Column-level overrides can mix MissForest with simple strategies:

cleaned, report = fd.clean(
    df,
    impute_strategy={
        "age": "missforest",
        "income": "median",
        "segment": "missforest",
    },
    return_report=True,
)

MissForest starts with safe median/mode fills, then iteratively trains random forest regressors for numeric targets and classifiers for categorical/boolean targets. Each action reports the model type, imputed count, iteration count, convergence status, confidence, risk, optional OOB score, indicator status, and any fallback reason.

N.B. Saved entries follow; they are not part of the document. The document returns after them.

PR #5580, opened 2020-02-18
Azure container name must be lower case

### LINKED ISSUE #5578: Container creation fails in Azure Media Storage if name contains uppercase chars
When creating folders or uploading images with Azure Media Storage an error is thrown: "the specified resource name contains invalid characters". 

My settings are as follows:
```
"OrchardCore.Media.Azure": 
{ "ContainerName": "{{ ShellSettings.Name }}", 
"BasePath": "media", 
"CreateContainer": true },
```

I have found out the issue is with the storage container creation. When creating a tenant I will name the tenant like MyCompany but containers names have to be lower case in Azure.

Azure Data Protection also fails with the same issue if your template for container has uppercase.

scleaver:
Fixes #5578

### DIFF
--- a/src/OrchardCore.Modules/OrchardCore.DataProtection.Azure/Startup.cs
+++ b/src/OrchardCore.Modules/OrchardCore.DataProtection.Azure/Startup.cs
@@ -58,7 +58,8 @@ namespace OrchardCore.DataProtection.Azure
 
                 var template = FluidTemplate.Parse(containerName);
 
-                containerName = template.Render(templateContext, NullEncoder.Default);
+                // container name must be lowercase
+                containerName = template.Render(templateContext, NullEncoder.Default).ToLower();
                 containerName.Replace("\r", String.Empty).Replace("\n", String.Empty);
             }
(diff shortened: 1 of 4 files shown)


scleaver:
Ok cool... yes, I agree that we wouldn't want to implement the whole container naming rules but I thought to lower would help someone else save the 30 mins I spent today trying to work out why it wouldn't work. I usually use camel case for tenant names myself you see.

In my modifications to docs, I have put the comment "A container name must be a valid DNS name and conform to Azure container naming rules eg. lowercase only" as this applies not only to templating but also any string you might place here. Do you think this is enough or do you want me to change the wording a little more?

deanmarcussen:
Would you mind just adding to the section
`Templating Configuration`

something like
!!! note
    When templating from the `ShellSettings.Name` property the tenants name will be automatically lowercased, however you must also make sure it conforms to other Azure Blob naming conventions.

Then everyone is saved half an hour, and we are covered

scleaver:
Done and yet to go!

Use it when missing values depend on nonlinear relationships across several columns. Avoid it for tiny datasets, mostly missing columns, high-cardinality categorical fields, free text, IDs, targets, and latency-sensitive workloads. Those cases fall back to safe simple fills or preservation with an audit note.

Tuning

fd.clean(
    df,
    strategy="balanced",             # "aggressive" | "conservative"
    missing_threshold_low=0.05,      # band edges for the missing-value rules
    missing_threshold_medium=0.30,
    missing_threshold_high=0.60,
    duplicate_threshold=0.10,
    outlier_method="iqr",            # "zscore" | "auto" | "isolation_forest"
    outlier_action="auto",           # context-aware; "cap" | "remove" | "flag" | None
    target_column="churn",
    preserve_columns=("notes",),
    id_columns=("ref",),
    impute_method="missforest",      # optional; requires freshdata-cleaner[ml]
    missforest_max_iter=5,
    missforest_n_estimators=100,
    return_report=True,
)

Explicit choices always override the engine. Every option lives on one frozen dataclass — CleanConfig — and unknown names fail immediately with a "did you mean" suggestion.

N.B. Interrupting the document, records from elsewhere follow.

PR #5596, opened 2020-02-19
Make ContentPicker default to displaying all content types when none are selected

Craige:
There is no reasonable use-case for a content picker to be configured with no DisplayedContentTypes other than it just hasn't been configured yet. On the other hand, it seems reasonable that some circumstances may necessitate picking a content item of an undeterminable ContentType at setup.

### DIFF
--- a/src/OrchardCore.Modules/OrchardCore.ContentFields/Settings/ContentPickerFieldSettingsDriver.cs
+++ b/src/OrchardCore.Modules/OrchardCore.ContentFields/Settings/ContentPickerFieldSettingsDriver.cs
@@ -22,7 +22,7 @@ namespace OrchardCore.ContentFields.Settings
 
             if (model.DisplayAllContentTypes)
             {
-                model.DisplayedContentTypes = new string[0];
+                model.DisplayedContentTypes = Array.Empty<String>();
             }
 
             context.Builder.WithSettings(model);
--- a/src/OrchardCore.Modules/OrchardCore.ContentFields/Settings/ContentPickerFieldSettingsDriver.cs
+++ b/src/OrchardCore.Modules/OrchardCore.ContentFields/Settings/ContentPickerFieldSettingsDriver.cs
@@ -1,3 +1,4 @@
+using System;
 using System.Threading.Tasks;
 using OrchardCore.ContentFields.Fields;
 using OrchardCore.ContentManagement.Metadata.Models;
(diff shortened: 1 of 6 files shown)


Craige:
@sebastienros had mentioned restricting the lookup to Documents without a stereotype, but I didn't see an easy way to do that without adding the stereotype to the ContentItemIndex, and I'm not sure we want to pollute that without a good reason.

Open to suggestions though.

sebastienros:
```
            var noStereotype = _contentDefinitionManager.ListTypeDefinitions()
                .Where(ctd => String.IsNullOrEmpty(ctd.GetSettings<ContentTypeSettings>().Stereotype));
```

Also it would be better if that was an explicit flag on the field settings: `Only content items` such that it won't conflict later on if we decide to add more things that could conflict with not selecting any content type.

And then the editor can just hide the list of content types when this option is checked.

Sorry this is asking for more work.

Craige:
> Sorry this is asking for more work.

Don't worry about it. I reckon your right anyhow. Explicit is probably better than magic. I just didn't see a valid use case for an empty DisplayedContentTypes.

I'll add an explicit flag to trigger this behavior.

Craige:
I'm really more of a backend guy, so you may want to look over what I did with the frontend toggle on the ContentPickerFieldSettings.Edit.cshtml. This is the first time I've even really touched Vue if I'm being perfectly honest, but it seems to work.

I made the `UpdateAsync` action remove any `DisplayedContentTypes` when the toggle is activated, because at this point in time I don't think it makes sense from a data-integrity point of view to allow both of those to be set at once.

Craige:
Any chance of having this looked at in the near future?

src/OrchardCore.Modules/OrchardCore.ContentFields/Settings/ContentPickerFieldSettingsDriver.cs
```diff
@@ -20,6 +20,11 @@ public override async Task<IDisplayResult> UpdateAsync(ContentPartFieldDefinitio
 
             await context.Updater.TryUpdateModelAsync(model, Prefix);
 
+            if (model.DisplayAllContentTypes)
+            {
+                model.DisplayedContentTypes = new string[0];
```
sebastienros:
```suggestion
                model.DisplayedContentTypes = Array.Empty<String>();
```

Just for your knowledge

sebastienros:
I only noticed the update after your comment. As a general rule don't hesitate to write a comment when you have added something that requires another look.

What freshdata will not do

  • Touch a target/label column, impute an identifier, or force-fill free text.
  • Remove outliers blindly — fraud/anomaly-style columns keep their extremes.
  • Guess fuzzy entity resolution in clean() — that is opt-in via the enterprise layer's clustering.
  • Parse ambiguous European decimal commas ("1.234,56") — too risky to guess.
  • Mutate your DataFrame (unless you pass preserve_original=False).